§ **Task goal**: Every line containing the word "what" is to be copied from the data below.

Segment Open

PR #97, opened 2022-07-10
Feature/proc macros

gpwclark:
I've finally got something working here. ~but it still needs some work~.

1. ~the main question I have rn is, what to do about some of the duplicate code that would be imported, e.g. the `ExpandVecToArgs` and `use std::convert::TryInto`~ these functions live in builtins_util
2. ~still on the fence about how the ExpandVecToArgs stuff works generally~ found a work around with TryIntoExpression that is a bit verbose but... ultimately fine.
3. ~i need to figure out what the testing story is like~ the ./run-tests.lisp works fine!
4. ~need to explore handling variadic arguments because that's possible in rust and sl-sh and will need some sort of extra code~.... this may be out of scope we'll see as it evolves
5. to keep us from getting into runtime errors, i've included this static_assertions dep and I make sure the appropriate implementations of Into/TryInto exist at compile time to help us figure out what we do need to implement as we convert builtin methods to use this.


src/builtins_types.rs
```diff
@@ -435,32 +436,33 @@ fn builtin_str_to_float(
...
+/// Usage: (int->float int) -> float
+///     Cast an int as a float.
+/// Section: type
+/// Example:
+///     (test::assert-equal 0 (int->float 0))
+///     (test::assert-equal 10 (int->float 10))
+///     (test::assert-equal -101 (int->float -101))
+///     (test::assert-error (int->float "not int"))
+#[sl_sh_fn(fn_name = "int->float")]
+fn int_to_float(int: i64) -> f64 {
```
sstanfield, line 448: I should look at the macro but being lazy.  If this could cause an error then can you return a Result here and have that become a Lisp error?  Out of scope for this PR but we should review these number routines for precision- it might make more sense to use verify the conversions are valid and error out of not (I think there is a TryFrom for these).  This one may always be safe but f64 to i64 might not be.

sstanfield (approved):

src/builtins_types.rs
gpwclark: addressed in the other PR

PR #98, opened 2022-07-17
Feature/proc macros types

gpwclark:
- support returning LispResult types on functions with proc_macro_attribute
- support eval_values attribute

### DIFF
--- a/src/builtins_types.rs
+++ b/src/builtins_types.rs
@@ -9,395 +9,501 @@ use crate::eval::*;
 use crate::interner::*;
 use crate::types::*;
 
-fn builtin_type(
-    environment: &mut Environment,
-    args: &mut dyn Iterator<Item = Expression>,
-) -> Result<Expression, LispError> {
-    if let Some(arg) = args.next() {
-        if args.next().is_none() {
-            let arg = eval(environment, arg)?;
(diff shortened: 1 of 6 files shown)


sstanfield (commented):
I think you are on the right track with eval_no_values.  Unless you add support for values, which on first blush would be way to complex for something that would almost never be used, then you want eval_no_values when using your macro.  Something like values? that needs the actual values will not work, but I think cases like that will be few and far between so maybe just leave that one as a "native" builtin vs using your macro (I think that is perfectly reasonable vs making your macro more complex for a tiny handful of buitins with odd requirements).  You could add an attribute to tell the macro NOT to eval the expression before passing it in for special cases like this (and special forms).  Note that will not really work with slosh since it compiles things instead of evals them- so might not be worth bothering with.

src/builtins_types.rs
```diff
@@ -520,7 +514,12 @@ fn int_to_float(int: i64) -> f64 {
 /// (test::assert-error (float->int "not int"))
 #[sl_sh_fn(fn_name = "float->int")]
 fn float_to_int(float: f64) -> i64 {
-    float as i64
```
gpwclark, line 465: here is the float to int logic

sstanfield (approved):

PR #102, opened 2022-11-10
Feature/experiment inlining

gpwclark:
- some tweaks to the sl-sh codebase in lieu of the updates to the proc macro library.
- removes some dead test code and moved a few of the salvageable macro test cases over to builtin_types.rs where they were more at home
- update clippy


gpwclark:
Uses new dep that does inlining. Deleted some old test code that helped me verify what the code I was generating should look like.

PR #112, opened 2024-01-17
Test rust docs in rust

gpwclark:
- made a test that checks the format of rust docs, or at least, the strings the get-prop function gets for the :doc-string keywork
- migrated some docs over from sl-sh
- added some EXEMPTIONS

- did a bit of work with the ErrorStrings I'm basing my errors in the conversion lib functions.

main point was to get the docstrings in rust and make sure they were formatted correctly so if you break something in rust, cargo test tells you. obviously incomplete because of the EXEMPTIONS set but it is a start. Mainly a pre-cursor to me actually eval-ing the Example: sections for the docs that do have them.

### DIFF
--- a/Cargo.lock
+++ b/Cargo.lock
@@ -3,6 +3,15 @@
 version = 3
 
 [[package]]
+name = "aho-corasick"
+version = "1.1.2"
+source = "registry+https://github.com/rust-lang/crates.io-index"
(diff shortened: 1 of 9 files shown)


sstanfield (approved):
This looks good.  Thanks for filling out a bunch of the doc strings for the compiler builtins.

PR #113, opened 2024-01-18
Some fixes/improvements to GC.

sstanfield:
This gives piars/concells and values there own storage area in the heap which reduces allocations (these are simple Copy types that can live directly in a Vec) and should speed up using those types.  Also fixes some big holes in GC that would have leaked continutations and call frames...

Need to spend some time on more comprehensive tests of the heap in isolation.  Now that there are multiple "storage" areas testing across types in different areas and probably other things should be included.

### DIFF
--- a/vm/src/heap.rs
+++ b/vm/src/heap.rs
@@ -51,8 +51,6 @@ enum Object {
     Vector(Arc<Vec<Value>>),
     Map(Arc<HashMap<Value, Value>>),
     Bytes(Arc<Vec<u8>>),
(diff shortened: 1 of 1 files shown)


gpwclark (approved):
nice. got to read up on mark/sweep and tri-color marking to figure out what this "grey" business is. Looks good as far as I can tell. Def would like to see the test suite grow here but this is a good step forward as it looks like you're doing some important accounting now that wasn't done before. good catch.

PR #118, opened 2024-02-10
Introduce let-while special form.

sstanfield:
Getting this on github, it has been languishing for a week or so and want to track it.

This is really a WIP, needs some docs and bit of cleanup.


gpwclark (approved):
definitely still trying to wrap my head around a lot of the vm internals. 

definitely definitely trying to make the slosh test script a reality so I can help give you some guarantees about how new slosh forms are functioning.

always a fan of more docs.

Segment Closed
Segment Open

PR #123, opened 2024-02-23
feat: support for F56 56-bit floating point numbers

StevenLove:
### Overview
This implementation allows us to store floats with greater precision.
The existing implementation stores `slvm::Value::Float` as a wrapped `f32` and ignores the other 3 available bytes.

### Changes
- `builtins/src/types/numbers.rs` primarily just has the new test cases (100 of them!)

Segment Closed
Segment Open

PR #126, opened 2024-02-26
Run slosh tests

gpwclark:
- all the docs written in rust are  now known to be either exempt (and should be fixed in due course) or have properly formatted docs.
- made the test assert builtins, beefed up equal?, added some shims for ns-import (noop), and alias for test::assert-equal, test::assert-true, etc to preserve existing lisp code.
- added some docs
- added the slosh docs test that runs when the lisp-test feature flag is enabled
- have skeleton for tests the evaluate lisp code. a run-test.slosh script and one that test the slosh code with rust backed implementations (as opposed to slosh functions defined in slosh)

Segment Closed

§ **Solution**:
1. ~the main question I have rn is, what to do about some of the duplicate code that would be imported, e.g. the `ExpandVecToArgs` and `use std::convert::TryInto`~ these functions live in builtins_util
3. ~i need to figure out what the testing story is like~ the ./run-tests.lisp works fine!
5. to keep us from getting into runtime errors, i've included this static_assertions dep and I make sure the appropriate implementations of Into/TryInto exist at compile time to help us figure out what we do need to implement as we convert builtin methods to use this.
Uses new dep that does inlining. Deleted some old test code that helped me verify what the code I was generating should look like.
nice. got to read up on mark/sweep and tri-color marking to figure out what this "grey" business is. Looks good as far as I can tell. Def would like to see the test suite grow here but this is a good step forward as it looks like you're doing some important accounting now that wasn't done before. good catch.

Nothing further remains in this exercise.